Revitalizing Tacoma

Psst, Tacoma, they're talking about you...
An article on Next City today takes a look at Tacoma - the revitalization of its downtown, and questions around livability for all residents of the city - especially some of those with lower incomes. The title of the article asks a question:
Can Tacoma Build on a Successful Downtown Revitalization?
The Next City article focuses on the impact of the University of Washington Tacoma campus on Tacoma's downtown, and then looks beyond that downtown reviatalization to what the economic picture looks like for the city's residents as a whole. Although the article doesn't call out Tacoma's slow recovery from the recession directly, it does point to some of the symptoms of the slow road to recovery: an unemployment rate 1.2% worse than the statewide average, and 18% of Tacomans living below the poverty line - 5% worse than statewide numbers, and slightly worse than Tacoma's rate in 1989. The article goes on to quote Michael Mirra from Tacoma Housing Authority.
“Considering the relative cost of living, Tacoma is the housing bargain of the West Coast, ... And yet, it’s still unaffordable to many of its residents.”
A middle class, middle-of-the-road, average income in Tacoma will buy you more house than it will in Seattle - not exactly a well-kept secret around here. But for the poorest residents of Tacoma, housing is scarce, and affordable housing not subsidized by federal dollars is even more so.
Although the article's author (who lives in Philadelphia, by the way) stops just short of fully advocating for an increase in Tacoma's minimum wage, he does suggest it could be one solution. He also mentions a state-level Working Families Tax Rebate program that pays matching state funds out to those receiving a federal earned-income tax credit as another possible help... if the state adopts it. Another possibility he raises, if somewhat obliquely, by quoting Tacoma's Director of Economic Development, Ricardo Noguera, is the idea that attracting higher paying jobs to the city would improve average incomes, bringing more money into the local economy.

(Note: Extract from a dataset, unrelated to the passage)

PR #2270, opened 2021-01-08
Meta: bump ecmarkup (and related tweaks)

### LINKED ISSUE #2183: inconsistent notation for multiplication and division

bakkot:
See commits for details. These commits can be landed individually.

Maybe a local university, more established, more mature, with growing enrollment numbers, and new program offerings could be part of attracting those jobs.
UW Tacoma turns 25 this year. The campus has come a long way since its first graduating class of just four students back in the early 1990s. From a campus population of 176 students in its first year, UWT has grown, awarding nearly 16,000 degrees and certificates in the last quarter century. This fall the University will welcome a class of 4,500 when classes begin this fall.
With this growth, the University has changed the fabric and feel of downtown Tacoma. Every storefront along Pacific between South 21st and 17th is rented out. There's outdoor seating for restaurants, and busy stops for buses and the Link. UW Tacoma embraces its character as an "urban serving university," with a diverse population of students that includes everyone from Running Start teenagers getting an early start on their degrees, to returning and retired "non-traditional learners," some of whom haven't seen the inside of a classroom in decades. It makes for a diverse learning environment.
It has also meant a solid growth in foot traffic and development radiating out from the campus. In the last few years, the University hasn't just rehabilitated and filled its own campus buildings, it has also acted as a key partner in projects including the City's South Downtown Sub Area Plan. That plan lays out a vision for development in the southern half of the downtown core. It also does some of the early heavy-lifting like environmental impact statements that would have been left to individual developers in previous years.
UWT has lifted the tide in downtown Tacoma, and sent ripples beyond the city into Pierce County. Some of the newer and more innovative programs in particular could contribute to growing more solid, well-paying jobs, and keeping some of those graduates right here, in Tacoma. Of course that doesn't solve the problems of housing stock, and not everyone is destined for a four-year degree, but it's a start...
So, maybe the real question is what else can Tacoma do to build on its downtown revitalization?